FIRST POSTED: 17/04/16

I’m reading a Finnish detective novel called Nothing but the Truth (by Jarkko Sipila) and although I’m enjoying it, my pleasure is reduced because of the confusion caused by the high number of characters whose surnames begin with the letter K. This book has kops, sorry, I mean cops called Karila, Kafka, Kulta, Kohonen and Kannas. The chief villain is called Korpi. Fortunately the lead detective is called Takamakï, but his first name is Kari and his wife and son are called Kaarina and Kalle, respectively.

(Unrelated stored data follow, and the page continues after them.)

PR #1352, opened 2024-02-23
Fix the project type when the project is reloaded

### LINKED ISSUE #1351: Project type is not correctly set when reloading jobs
```python
from pyiron_base import Project as Project_base
from pyiron_atomistics import Project as Project_atomistics


pr_atomistics = Project_atomistics("test")
job = pr_atomistics.create.job.Lammps("lmp")
job.structure = pr_atomistics.create.structure.ase.bulk("Al")
job.run()

pr_base = Project_base("test")
job_reload = pr_base.load(job.job_name)

type(job.project), type(job_reload.project)
```
The output is: 
```
(pyiron_atomistics.project.Project, pyiron_base.project.generic.Project)
```

jan-janssen:
@srmnitc Can you check if this fixes the issue with `self.project.create` ?


srmnitc:
This fixes the issue, I can confirm.

PR #1349, opened 2024-02-22
Remove project.sql_query

pmrv:
In lieu of Niklas.

PR #1356, opened 2024-02-23
[patch] Introduce a flag for _not_ mangling the name of wrapped function jobs

liamhuber:
Uses a private interface and defaults false, so this is totally backwards compatible.

```python
def my_function(x):
    return x

job = self.project.wrap_python_function(my_function)
job.input["x"] = 42
job._mangle_name_on_save = False
job.save()
assert(job.job_name, my_function.__name__)
```


liamhuber:
The osx 12 tests failed, but it was a timeout and I have trouble seeing in the log but it looks like a completely unrelated test. I'm trying to just re-run, but the button doesn't do anything on my browser...


```python
/Users/runner/work/pyiron_base/pyiron_base/pyiron_base/jobs/datamining.py:651: PerformanceWarning: 
your performance may suffer as PyTables will pickle object types that it cannot
map directly to c-types [inferred_type->mixed,key->block1_values] [items->Index(['name', 'array'], dtype='object')]

  self.pyiron_table._df.to_hdf(
.
  0%|          | 0/4 [00:00<?, ?it/s]
100%|██████████| 4/4 [00:00<00:00, 41.70it/s]
TestWithProject: Setting up test project
.
The job test_a was saved and received the ID: 6
Loading and filtering jobs:   0%|          | 0/5 [00:00<?, ?it/s]
The job test_b was saved and received the ID: 7
Loading and filtering jobs: 100%|██████████| 5/5 [00:00<00:00, 645.32it/s]
The job test_c was saved and received the ID: 8

The job test_d was saved and received the ID: 9
The job test_table was saved and received the ID: 10
```

liamhuber:
> The osx 12 tests failed, but it was a timeout and I have trouble seeing in the log but it looks like a completely unrelated test. I'm trying to just re-run, but the button doesn't do anything on my browser...

Indeed, the same timeout error appears on #1349. It went through OK on #1352 though, so I'll probably try just re-running a few times...

pyiron_base/jobs/flex/pythonfunctioncontainer.py
```diff
@@ -64,21 +66,28 @@ def __call__(self, *args, **kwargs):
     def to_hdf(self, hdf=None, group_name=None):
         super().to_hdf(hdf=hdf, group_name=group_name)
         self.project_hdf5["function"] = np.void(cloudpickle.dumps(self._function))
+        self.project_hdf5["_mangle_name_on_save"] = self._mangle_name_on_save
```
jan-janssen: Is it necessary to store this part in the HDF5 file? Basically the `to_hdf()` function is called as part of the save function and when the save function is called the action - in this case renaming the job - is already executed. Or to ask it the other way around when is it required that the property is stored in the HDF5 file?

pyiron_base/jobs/flex/pythonfunctioncontainer.py
```diff
@@ -64,21 +66,28 @@ def __call__(self, *args, **kwargs):
...
+
+            self.job_name = job_name
+
+            if self.job_name in self.project.list_nodes():
+                self.from_hdf()
+                self.status.finished = True
+            else:
+                super().save()
         else:
             super().save()
```
jan-janssen:
```suggestion
        super().save()
```

pyiron_base/jobs/flex/pythonfunctioncontainer.py
```diff
@@ -44,6 +44,8 @@ def __init__(self, project, job_name):
         super().__init__(project, job_name)
         self._function = None
         self._executor_type = None
+        self._mangle_name_on_save = True  # Automatically rename job using function and
```
jan-janssen:
```suggestion
        self._overwrite_job_name_by_hash = True
```
 I feel when we have to explain the variable name in a comment, then maybe the variable name is not intuitive.

jan-janssen (changes requested):
In principle I agree with the changes, I just find the variable name `_mangle_name_on_save` hard to understand and I do not understand why this information is stored in the HDF5 file.

pyiron_base/jobs/flex/pythonfunctioncontainer.py
liamhuber: Yes, it is strictly necessary. Without saving this, the data is lost on re-load and you wind up with weird job renaming. In the following, _without_ saving the flag, the final job table does not contain `"my_job"` (but rather `"plus_one{hash}"` and `reloaded` is None (instead of a job):

```python
from pyiron_base import Project, JOB_CLASS_DICT

from pyiron_base.jobs.flex.pythonfunctioncontainer import PythonFunctionContainerJob

JOB_CLASS_DICT[PythonFunctionContainerJob.__name__] = PythonFunctionContainerJob.__module__

pr = Project("tmp")
pr.remove_jobs(silently=True, recursive=True)

assert(len(pr.job_table()) == 0)

def plus_one(x):
    return x + 1

# job = PythonFunctionContainerJob(pr, "my_job")  # Gave me an attribute error?!!?
job = pr.create.job.PythonFunctionContainerJob("my_job")
job.python_function = plus_one
job.input["x"] = 2
job._mangle_name_on_save = False

job.run()

loaded = pr.load("my_job")
loaded.run(delete_existing_job=True)

print(pr.job_table()["job"])
reloaded = pr.load("my_job")
type(reloaded)
```

pyiron_base/jobs/flex/pythonfunctioncontainer.py
liamhuber: This breaks the behaviour as we no longer avoid saving when the job is already found, but I agree it's more readable so I've committed it and will add an explicit `return` to recover the correct behaviour.

pyiron_base/jobs/flex/pythonfunctioncontainer.py
liamhuber: Yeah, I was aware of this deficiency -- I fixed it in [the stacked PR](https://github.com/pyiron/pyiron_base/pull/1358/), but it was still unprofessional of me to just leave it knowingly-bad here.

I find your suggestion loses information on when/why we would rename this, and focuses on the implementation (hashing) instead of the functionality (leveraging input values), so I opted to go with `_automatically_rename_on_save_using_input`.

This is definitely an improvement, although in the stacked PR I'm still inclined to leave to comment to give even more depth to why we're doing this.

pyiron_base/jobs/flex/pythonfunctioncontainer.py
jan-janssen: Ok, that makes sense.

jan-janssen (approved):
Looks good to me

I wouldn’t mind so much but I’ve just finished the Martin Beck series of novels which had three cops who were named… wait for it: Kurt Kvant, Karl Kristiansson and Kenneth Kvastmo.

Krazy, huh?


  1. Late seeing this, but intrigued, I did some research (i.e. I couldn’t be arsed to do some real work). But kouldn’t kome up with a komplete answer (and now I’m sounding like the person who used to name the Kinks’ albums way back).

    Did, however, find this comment on GoodReads “Good story but the abundance of Finnish characters made it difficult to follow.”

    Which got me thinking of how to review, say, Hawking’s BHoT “Good story but the abundance of science made it difficult to follow”.

    Dickens: “Good story but the abundance of Victorian characters made it difficult to follow”.

    Ad infinitum/nauseum


  2. A pleasure as always to contribute to Kollagenikov. Any more posts upcoming?